He gives a rueful laugh. “No.”

“Why not? Because you don’t have Titania on your side? Or because Elvar and Max are able to stay one step ahead of you?”

“The latter,” Alexi admits, reluctantly.

“On Kali, I’m learning their secrets. I know battle plans and the names of spies. I even get a vote on how to move against you. I don’t have an easy way to cut Elvar down yet, but every single thing I learn is useful.”

His eyes are full of anguished hope. “I want so badly to trust you.”

“It’s all right if you still aren’t sure you can. We don’t know each other yet. Trust doesn’t appear like magic.”

“How will you give me the information you have? You can’t exactly call me on your tech.”

I glance at his wrist. “Your watch can record voices.”

“Yes. So?”

“All the information’s in my head,” I say, and grin. “Start recording.”

It takes half an hour. Muted noise and music from the feast drift into the library. I speak as quickly as I can because I know Max and Sybilla will start to wonder what’s taking so long. When I’ve told Alexi everything I know, we agree that I’ll share future information by making trips to Winter under the guise of spending time with Princess Katya, who I will make sure to befriend before I leave the wedding.

“King Ralf and Princess Katya will be happy to give us cover,” Alexi explains. “Everyone on Kali will think I’m busy in Arcadia, nowhere near here, and they can hardly begrudge you a friendship with the princess of the kingdom they rely on for most of their supplies.”

“It could work,” I say.

Alexi’s face darkens. “Watch out for Max. Our cousin is as clever as he is treacherous. If anyone’s likely to figure out what you’re up to, it’s him.”

“He’s not quite the monster I expected,” I say cautiously.

“And our uncle is not the cruel villain you expected either, I imagine,” says Alexi. He laughs at the surprise on my face. “It’s hard not to warm to them, Esmae, but that doesn’t mean you can trust them. I’m sure our uncle cares very much about you, just as he once cared a great deal about me. That’s who he is. He cares until he thinks you’re a threat, and then you become his enemy.”

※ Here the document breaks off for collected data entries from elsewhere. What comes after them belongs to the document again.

PR #3390, opened 2026-07-22
feat: add Impossibl provider

JonathanFeller:
## Summary

Adds **Impossibl** ([impossibl.com](https://impossibl.com)), an OpenAI-compatible AI gateway, as a provider — 76 models via `@ai-sdk/openai-compatible` against `https://api.impossibl.com/v1`, key `IMPOSSIBL_API_KEY`, with a `currentColor` logo.

Every model inherits its provider-agnostic facts through `base_model` and carries only provider-specific fields: `cost`, `reasoning_options`, and the few `limit` / `modalities` overrides where what we serve differs from the base entry.

## Sources

- **Models, context windows, input modalities and pricing:** <https://impossibl.com/docs/models> (also the provider `doc`), with the machine-readable equivalent at `GET https://api.impossibl.com/v1/models`. Costs in this PR are diffed field-by-field against that catalog, including long-context `[[cost.tiers]]`.
- **`reasoning_options`:** verified per model against the API rather than inferred from the model or from a sibling provider. A control is published only where it is accepted *and* observably changes the model's reasoning output; where that could not be shown, the entry is `[]` rather than a guess. Controls that are not OpenAI's `reasoning_effort` carry the request payload as a short adjacent comment, per `AGENTS.md`.

@rekram1-node — thanks for the push on `reasoning_options`; the blanket `[]` was wrong. 58 of the 68 reasoning entries now publish a verified control.

## Validation

`bun install && bun validate` → exit 0, and `bun run test` in `packages/sdk` → 23 pass, run against a freshly fetched `dev` rather than the branch checkout.

## Scope

14 models we serve are omitted because models.dev has no `models/` base metadata to inherit from yet. Happy to add them in a follow-up once it lands.


JonathanFeller:
Re-did `reasoning_options` from **live verification** against the gateway instead of inference — thanks for pushing on this, it caught real errors.

Method: probe each reasoning model with out-of-set `reasoning_effort` values. Where the upstream **validates** it, the request is rejected with the provider's own *supported-values* listing — that's the source of truth. This corrected several values the inferred approach got wrong, including ones from the earlier suggestions:

- `gpt-5-pro` → `["high","xhigh"]` (not `high`-only)
- `gpt-5` → `["minimal","low","medium","high","xhigh"]` (was missing `xhigh`)
- `o1`/`o3` → `["low","medium","high","xhigh"]` (not `low|medium|high`)
- `gpt-5.6-sol` → all six (`none…xhigh`)
- `groq/gpt-oss-120b`/`20b` → `["none","low","medium","high"]` (was missing `none`)

Where the upstream **silently accepts any value** — so `reasoning_effort` isn't validated/effective on this OpenAI-compatible surface (Anthropic, Google, DeepSeek, Z.ai, xAI, Moonshot, Cerebras, Fireworks) — the model now gets `reasoning_options = []` rather than a guessed set. Final: **26 models with verified effort subsets, 42 with `[]`** (8 non-reasoning). Methodology is in the PR body.

Also squashed to a single commit. `bun run validate` → exit 0.

JonathanFeller:
Updated in `441da497`. To set the source of truth clearly: **these values come from probing Impossibl's own live `/v1/chat/completions`** — every effort value against every reasoning model. A value is listed iff the API **accepts it (HTTP 200)** *and* the upstream's own validation **names it valid**; a route that accepts all six with no validation gets `[]`. That's the authoritative surface for an `@ai-sdk/openai-compatible` entry — comparing to `providers/openai/*` or `providers/zai/*` (different serving stacks) isn't the right reference.

Point by point, with live evidence:

- **gpt-5-pro / gpt-5** — the TOMLs already *are* the probe result; nothing was truncated. `gpt-5-pro`: `low`/`medium`/`xhigh` → `502 "not supported with the 'gpt-5-pro' model"`, only `high` → 200, so `["high"]`. The `["high","xhigh"]` the action item quotes was stale PR-body text from a prior revision, now corrected.
- **`max`** — the *gateway* rejects it for every model: `reasoning_effort=max` → `400 reasoning_effort is unsupported` (it's not in the gateway's accepted set). So `max` is never available here and is correctly omitted everywhere — it's gateway-wide, not per-model.
- **glm-5.2 split is real, re-verified.** `fireworks/glm-5.2` validates: `minimal` → `502 "Input should be 'low','medium','high','xhigh','max','none' or 'adaptive'"`, all others 200 → `["none","low","medium","high","xhigh"]`. `zai/glm-5.2` returns 200 for **all six** with no validation → `[]`. Same base model, genuinely different serving APIs. (While confirming this I also caught and fixed a rate-limit artifact on `zai/glm-4.7` — now correctly `[]`.)
- **cache_write** — prod `https://api.impossibl.com/v1/models` now returns `cache_write_per_mtok_usd: 2.5` for `claude-sonnet-5`; the citation holds.

rekram1-node:
reasoning_options are not correctly specified for like any of the models, plz fix.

I want to protest that Elvar isn’t that fickle, but then I think of how certain he is that people like King Darshan are out to destroy him. I think of that first dinner on Kali, and how easily Lord Selwyn put that look of suspicion on Elvar’s face, and how there’s no way to tell what he whispers in the king’s ear.

Alexi uncurls and stands, quick and nimble. I follow. He holds a hand out to me, and I take it. “Thank you,” he says quietly.

“We will win, Alexi.”

He smiles, young and hopeful, his gray eyes bright as the sun. “I know we will.”

“The gods are wrong.”

“You mean the vision,” he says, smile fading. “The one Amba and Kirrin saw. The one that makes me your murderer.”

“I don’t believe it.”

“Neither do I. You need to know that, Esmae.” He’s earnest, his wounded honor written across his wide eyes. “You need to know I would never betray you or myself that way. I don’t want to hurt anyone, let alone my own sister.”

“You’ll do what needs to be done to win this war,” I point out.

“But this vision wasn’t about open war. It was a duel. I would never breach the honor of a duel. And why would we duel, anyway? What would be the need? It makes no sense. How can what they saw possibly happen?”

“It can’t. And yet they saw it.”

His fists clench and unclench. I look down and see that mine are doing the same. “I can believe that we could be forced into a duel somehow,” he says, “I can wrap my head round that. But no one can force me to hurt you. I won’t be my sister’s killer.”

“I told Amba it wouldn’t come to pass. Swore it, in fact. Swore I wouldn’t die that way.”

Alexi smiles. “Good.”

I smile back, oddly comforted. The possibility of my blood on that grass is so much less terrifying now that I know there are two of us working against it. Loved by gods. Wasn’t that what Amba said we are? Surely there’s nothing, then, that we can’t do together?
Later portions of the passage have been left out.